> _YOUR ASSIGNMENT_
Every line of the records that holds the word "added" should be copied out.

Collected data entries
- Opening Delimiter -

PR #50, opened 2020-11-14
[#38] Instantiate contract immediately in tests

Martoon-00:
## Description

Problem: due to hitting operation size limit we initialized empty
contract and then added there desired balance distribution and
operators, but that looks like extra work.

Solution: uncomment the old code that creates initial storage with all
the necessary balances and operators, remove contract calls that filled
them.

## Related issue(s)

Related to #38.

- Tests
        silently reappearing again.

- Documentation
    - Haddock

### DIFF
--- a/package.yaml
+++ b/package.yaml
@@ -121,6 +121,7 @@ tests:
     dependencies:
     - baseDAO
     - cleveland
+    - containers
     - fmt
     - HUnit
     - lorentz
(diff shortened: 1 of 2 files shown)


rinn7e (approved):
Seems good to me!

gromakovsky (approved):

PR #51, opened 2020-11-16
[#29] Build and upload GameDAO documentation on CI

gromakovsky:
## Description

Problem: we recently added `GameDAO` contract with its own
documentation.
However, this documentation is not generated and checked by our CI,
it's hard to access it.

Solution: generate, check and upload it as part of CI, the same way
as we do for `BaseDAO`.

## Related issue(s)

#29

- Tests
        silently reappearing again.

- Documentation
    - Haddock

### DIFF
--- a/.buildkite/pipeline.yml
+++ b/.buildkite/pipeline.yml
@@ -63,10 +63,11 @@ steps:
   - label: contract doc development
     if: build.branch != "autodoc/master" && build.branch != "master"
     commands:
-      - nix-build ci.nix -A contracts-doc --arg release false
-      - ln -s ./result/BaseDAO.md BaseDAO.md
+    - nix-build ci.nix -A contracts-doc --arg release false
+    - ln -s ./result/*.md .
     artifact_paths:
       - BaseDAO.md
+      - GameDAO.md
 
   - label: contract doc release
     if: build.branch == "master"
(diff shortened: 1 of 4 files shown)


.buildkite/pipeline.yml
```diff
@@ -75,8 +77,10 @@ steps:
         --argstr commitSha "$(git rev-parse HEAD)"
         --argstr commitDate "$(git log HEAD -1 --format=%cd)"
     - ln -s ./result/BaseDAO.md BaseDAO.md
+    - ln -s ./result/GameDAO.md GameDAO.md
```
Martoon-00, line 80: Btw, looks like it is not too hard to do [a batch symlinks creation](https://superuser.com/a/633610/756653), maybe use it?

gromakovsky: Let's see what CI will tell us :zhdun:

.buildkite/pipeline.yml
```diff
@@ -63,20 +63,22 @@ steps:
...
     if: build.branch == "master"
     commands:
     - nix-build ci.nix -A contracts-doc --arg release true
         --argstr commitSha "$(git rev-parse HEAD)"
         --argstr commitDate "$(git log HEAD -1 --format=%cd)"
-    - ln -s ./result/BaseDAO.md BaseDAO.md
+    - ln -s ./result/*.md .
     artifact_paths:
       - BaseDAO.md
+      - GameDAO.md
```
Martoon-00, line 81: Why people move files to `.` and then refer to specific files, instead of referring to the folder :unamused:

If not this, we could decrease the number of necessary updates on contract addition to 1-2.

Martoon-00 (approved):

.buildkite/pipeline.yml
gromakovsky: Maybe because this way it's easier to download these artifacts from CI :shrug:

Martoon-00: Fair, probably that's the reason

PR #52, opened 2020-11-16
[#29] Improve decision lambda

Martoon-00:
## Description

Here I add `contractExtra` type parameter to storage and config, and update the decision lambda respectively.

## Related issue(s)

Resolves (partially) #29

- Tests
        silently reappearing again.

- Documentation
    - Haddock

### DIFF
--- a/app/Main.hs
+++ b/app/Main.hs
@@ -10,7 +10,7 @@ import Universum
 
 import qualified Data.Map as Map
 import Data.Version (showVersion)
-import Lorentz (DGitRevision, GitRepoSettings(..), mkDGitRevision)
+import Lorentz (DGitRevision, Default(..), GitRepoSettings(..), mkDGitRevision)
 import Lorentz.ContractRegistry
 import Main.Utf8 (withUtf8)
 import Morley.CLI (addressOption)
@@ -49,22 +49,21 @@ usageDoc = Just $ mconcat
 contracts :: ContractRegistry
 contracts = ContractRegistry $ Map.fromList
   [ "BaseDAO" ?:: ContractInfo
-    { ciContract = DAO.baseDaoContract DAO.defaultConfig
+    { ciContract = DAO.baseDaoContract @() @() DAO.defaultConfig
     , ciIsDocumented = True
-    , ciStorageParser = Just $ baseDaoStorageParser @()
+    , ciStorageParser = Just baseDaoStorageParserDef
     , ciStorageNotes = Nothing
     }
   , "GameDAO" ?:: ContractInfo
     { ciContract = GameDAO.gameDaoContract
     , ciIsDocumented = True
-    , ciStorageParser = Just $
-        baseDaoStorageParser @GameDAO.GameDaoProposalMetadata
+    , ciStorageParser = Just baseDaoStorageParserDef
     , ciStorageNotes = Nothing
     }
   ]
 
-baseDaoStorageParser :: forall m. Opt.Parser (DAO.Storage m)
-baseDaoStorageParser = do
+baseDaoStorageParser :: forall pm ce. Opt.Parser ce -> Opt.Parser (DAO.Storage ce pm)
+baseDaoStorageParser extraParser = do
   adminAddress <-
     addressOption Nothing (#name .! "admin")
     (#help .! "Administrator of the DAO contract")
@@ -74,10 +73,15 @@ baseDaoStorageParser = do
   quorumThreshold <-
     mkCLOptionParser (Just 4) (#name .! "quorum-threshold")
     (#help .! "Total number of votes necessary for successful proposal")
+  extra <- extraParser
   pure $ DAO.mkStorage
     (#admin .! adminAddress)
     (#votingPeriod .? Just votingPeriod)
     (#quorumThreshold .? Just quorumThreshold)
+    (#extra .! extra)
+
+baseDaoStorageParserDef :: Default ce => Opt.Parser (DAO.Storage ce pm)
+baseDaoStorageParserDef = baseDaoStorageParser (pure def)
 
 main :: IO ()
 main = withUtf8 $ do
--- a/app/Main.hs
+++ b/app/Main.hs
@@ -22,6 +22,7 @@ import Util.Named
 
 import qualified Lorentz.Contracts.BaseDAO as DAO
 import qualified Lorentz.Contracts.GameDAO as GameDAO
+import qualified Lorentz.Contracts.TrivialDAO as TrivialDAO
 
 programInfo :: DGitRevision -> Opt.ParserInfo CmdLnArgs
 programInfo gitRev = Opt.info (Opt.helper <*> versionOption <*> argParser contracts gitRev) $
@@ -49,7 +50,7 @@ usageDoc = Just $ mconcat
 contracts :: ContractRegistry
 contracts = ContractRegistry $ Map.fromList
   [ "BaseDAO" ?:: ContractInfo
-    { ciContract = DAO.baseDaoContract @() @() DAO.defaultConfig
+    { ciContract = TrivialDAO.trivialDaoContract
     , ciIsDocumented = True
     , ciStorageParser = Just baseDaoStorageParserDef
     , ciStorageNotes = Nothing
--- a/docs/specification.md
+++ b/docs/specification.md
@@ -40,7 +40,7 @@ The smart contract is implemented in Haskell eDSL Lorentz which allows us to hav
 1. Type parameters that should be instantiated to specific types by DAO creator.
 2. Michelson constants, including lambdas, that can be passed as Haskell values.
 
-BaseDAO has 2 type parameters `proposalMetadata` and `contractMetadata` that define the structure of a proposal and contract-wide storage respectively.
+BaseDAO has 2 type parameters `proposalMetadata` and `contractExtra` that define the structure of a proposal and contract-wide storage respectively.
 The former contains fields that are required to submit a proposal.
 The latter keeps global information like information about accepted proposals.
 They can contain any fields that can theoretically appear in storage; the only exception is that `proposalMetadata` cannot contain unpackable data like `big_map`s, since we need to be able to compute hash of every proposal.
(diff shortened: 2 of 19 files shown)


gromakovsky:
> Resolves (partially) #38

How does it help with optimizations? It's not clear to me :confused:

Martoon-00:
> > Resolves (partially) #38
> 
> How does it help with optimizations? It's not clear to me confused

:fuuu:

Too many PRs everywhere

Martoon-00:
I renamed the commits to include the proper issue id.

gromakovsky:
> see `7a43ae54`'s description

AFAIU this commit is unstable btw, so it should be updated.

app/Main.hs
```diff
@@ -49,22 +49,21 @@ usageDoc = Just $ mconcat
 contracts :: ContractRegistry
 contracts = ContractRegistry $ Map.fromList
   [ "BaseDAO" ?:: ContractInfo
-    { ciContract = DAO.baseDaoContract DAO.defaultConfig
+    { ciContract = DAO.baseDaoContract @() @() DAO.defaultConfig
```
gromakovsky, line 52: In another PR I wanted to suggest hiding all these type parameters and config inside the library and exporting the contract with everything applied. We can call it `simplestDAO` for example. Or `trivialDAO`. So that `baseDaoContract` is a generic thing and there is another thing with a different name that is specifically the simplest version of baseDAO.

docs/specification.md
```diff
@@ -56,10 +56,10 @@ data ProposalMetadata = ProposalMetadata
 data ContractMetadata = ContractMetadata  -- empty
```
gromakovsky, line 56: Let's rename to `ContractExtra`?

src/Lorentz/Contracts/BaseDAO/Types.hs
```diff
@@ -167,7 +167,7 @@ instance TypeHasDoc MigrationStatus where
     "Migration status of the contract"
 
 -- | Storage of the FA2 contract
```
gromakovsky, line 169: While we are at it, I think we should at least change "the FA2 contract" to "a DAO contract" (because baseDAO is a group of contracts and this storage is used in all of them). Also I think `contractExtra` parameter should be described, but in proper world `proposalMetadata` should have been described already and it's not described which is not your fault. So feel free to keep this short description if you don't want to expand it, but let's change this "the FA2 contract" thing at least (otherwise nobody will ever do it).

src/Lorentz/Contracts/GameDAO.hs
```diff
@@ -18,12 +18,23 @@ module Lorentz.Contracts.GameDAO
...
 
-import Universum hiding ((>>), drop, swap)
 import Lorentz
+
 import qualified Lorentz.Contracts.BaseDAO as DAO
 import qualified Lorentz.Contracts.BaseDAO.Types as DAO
+import Universum hiding (drop, swap, (>>))
 import Util.Markdown
 
+data GameDaoContractExtra = GameDaoContractExtra
```
gromakovsky, line 28: Is it better than `()`?

src/Lorentz/Contracts/BaseDAO/Types.hs
Martoon-00: >While we are at it, I think we should at least change "the FA2 contract" to "a DAO contract"

:peka:

src/Lorentz/Contracts/GameDAO.hs
Martoon-00: I wanted to add something interesting there but forgot. Gonna add now.

Martoon-00:
> > see `7a43ae54`'s description
> 
> AFAIU this commit is unstable btw, so it should be updated.

Hm, I can see it in `origin/master`

docs/specification.md
Martoon-00: :woman_facepalming:

app/Main.hs
Martoon-00: Good, I'd like to try it. Can I apply it right in this PR?

Martoon-00: Sad that this can't be easily applied to our tests because there we use different origination methods / different configs all the time.

gromakovsky:
Ak, ok, I was looking at something wrong apparently.

src/Lorentz/Contracts/GameDAO.hs
```diff
@@ -26,14 +26,16 @@ import Universum hiding (drop, swap, (>>))
 import Util.Markdown
 
 data GameDaoContractExtra = GameDaoContractExtra
+  { ceAcceptedProposalsNum :: Natural
```
gromakovsky, line 29: Haddock?

app/Main.hs
gromakovsky: > Can I apply it right in this PR?

I don't mind. This PR increases number of things necessary to instantiate a specific contract, so hiding this things is related to the essence of this PR.

> Sad that this can't be easily applied to our tests because there we use different origination methods / different configs all the time.


It shouldn't be a problem if we still export the generic thing (`baseDaoContract`).

src/Lorentz/Contracts/GameDAO.hs
Martoon-00: ~What if I say I prefer consistency over haddock~ Meh, okay.

src/Lorentz/Contracts/BaseDAO.hs
```diff
@@ -53,6 +54,9 @@ baseDaoContract config@Config{..} = defaultContract $ contractName cDaoName $ do
       , #cToken_address /-> tokenAddress
       )
 
+simplestDaoContract :: Config () () -> Contract (BaseDAO.Parameter ()) (BaseDAO.Storage () ())
+simplestDaoContract = baseDaoContract
```
gromakovsky, line 58: Hm, I imagined that `defaultConfig` will be bound here, not only type parameters. This `defaultConfig` is what makes this DAO actually simplest. In another config someone may provide a more complicated proposal check or decision lambda thus making DAO not that simple.

Martoon-00: Ah okay, it makes sense to me, I thought you intentionally compared `trivialDAO` with  `baseDaoContract` because you wanted me to specialize the contract.

Martoon-00: I removed the commit with the previous attempt and pushed another one on top.

gromakovsky: We have `ciContract = GameDAO.gameDaoContract`, I imagined we would do the same for the trivial DAO, i. e. export a ready-to-use contract that doesn't need any function applications or type applications. We can even create `Lorentz.Contracts.TrivialDAO` and put this `trivialConfig` there like we do for `GameDAO`.

gromakovsky (approved):
I still have one comment about stuff exported from the library, but it's really just a matter of taste and some bikeshedding which shouldn't block this PR.

test/Test/BaseDAO/Token/FA2.hs
```diff
@@ -378,7 +378,7 @@ adminTransferFrozenScenario = uncapsNettest $ do
 
 transferAfterMigrationScenario :: (Monad m) => NettestImpl m -> m ()
 transferAfterMigrationScenario = uncapsNettest $ do
-  ((owner1, op1), (owner2, newAddress1), dao, admin) <- originateBaseDao @()
+  ((owner1, op1), (owner2, newAddress1), dao, admin) <- originateBaseDao @() ()
```
gromakovsky, line 381: This wall of changes where we just add `()` argument passing makes me a bit sad. Maybe let's define `originateTrivialDao` where we can hardcode this `()`? Sounds like a natural next step since we added a notion of trivial DAO.

It won't eliminate the wall of changes (we still need to `s/originateBaseDao/originateTrivialDao` in 100500 places), but should at least make these tests more resistant to possible future changes.

Martoon-00: What about `originateBaseDaoWithConfig` and `originateBaseDaoWithBalance`? Add their trivial versions as well?

gromakovsky: Does trivial version of `originateBaseDaoWithConfig` make any sense? "Trivial" means that config is fixed, "WithConfig" means it can be supplied externally :confused: 

Regarding `originateBaseDaoWithBalance` it's not obvious in how many places its trivial version will be useful, but if there are many such places (like 3+), probably it makes sense to add such a helper.

Martoon-00: > Does trivial version of originateBaseDaoWithConfig make any sense? "Trivial" means that config is fixed, "WithConfig" means it can be supplied externally confused

Well, it could have a different name (`s/trivial/simple`), but such a function still makes sense. In fact, we call `originateBaseDaoWithConfig` with empty contract extra approximately as often as `originateBaseDao`.

> Regarding originateBaseDaoWithBalance it's not obvious in how many places its trivial version will be useful, but if there are many such places (like 3+), probably it makes sense to add such a helper.

There are exactly 3 such places :smile:

gromakovsky: > Well, it could have a different name (s/trivial/simple), but such a function still makes sense. In fact, we call originateBaseDaoWithConfig with empty contract extra approximately as often as originateBaseDao.

I think "trivial" means 3 things:
1. Empty contract extra.
2. Empty proposal metadata.
3. Trivial config, no special logic.

And usually first two things (contract extra and metadata) are deduced from the config. But not always, there can be a polymorphic non-trivial config. If there are many places where we pass a non-trivial polymorphic config and some constant type parameter(s), we can have a function for that as well.

I see we have a lot of `originateBaseDaoWithConfig @Integer config` in `Test.BaseDAO.Proposal`. Probably it makes sense to have a function defined as `originateBaseDaoWithConfig @Integer config` in that module.

Martoon-00:
I dropped the commit about making `decisionLambda` safer, added another one instead where the lambda is simplified.

test/Test/BaseDAO/Token/FA2.hs
gromakovsky: AFAIU this discussion is not resolved yet.

Martoon-00: Yeah, need some time to finish it

Martoon-00:
Okay, finished. Plz reapprove

gromakovsky (approved):
It's somewhat hard to review changes affecting so many lines, but apparently everything is fine :)

PR #58, opened 2020-11-24
[#38] Optimize `flush` slightly

### LINKED ISSUE #38: Optimize the contract

Martoon-00:
## Description

Extract `unfreezeProposerTokens` since it is used 3 times and costs ~1300 bytes in overall.

**TODO:** this depends on an [MR in Morley](https://gitlab.com/morley-framework/morley/-/merge_requests/679), I'll measure the contract size once everything works.

## Related issue(s)

Resolves (partially) #38

- Tests
        silently reappearing again.

- Documentation
    - Haddock

### DIFF
--- a/src/Lorentz/Contracts/BaseDAO.hs
+++ b/src/Lorentz/Contracts/BaseDAO.hs
@@ -50,7 +50,7 @@ baseDaoContract config@Config{..} = defaultContract $ contractName cDaoName $ do
     doc $ DDescription priorChecksDoc
     ensureZeroTransfer
 
-  pushFuncContext @ce @pm $ do
+  pushFuncContext config $ do
     unpair
     finalizeParamCallingDoc $ entryCase @(BaseDAO.Parameter pm) (Proxy @PlainEntrypointsKind)
       ( #cCall_FA2 /-> fa2Handler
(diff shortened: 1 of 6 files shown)


rinn7e (approved):
Seems good to me.

gromakovsky:
Can it be finished now? I'm not going to review it, unless you ask me to.

Martoon-00:
By the way, op size after this optimization is now `12840`, right before these changes (with recent vote permits stuff `12388`). Somehow the benefit is less than I expected.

- Closing Delimiter -

> _FINAL ANSWER_
contract and then added there desired balance distribution and
Problem: we recently added `GameDAO` contract with its own
gromakovsky, line 381: This wall of changes where we just add `()` argument passing makes me a bit sad. Maybe let's define `originateTrivialDao` where we can hardcode this `()`? Sounds like a natural next step since we added a notion of trivial DAO.
I dropped the commit about making `decisionLambda` safer, added another one instead where the lambda is simplified.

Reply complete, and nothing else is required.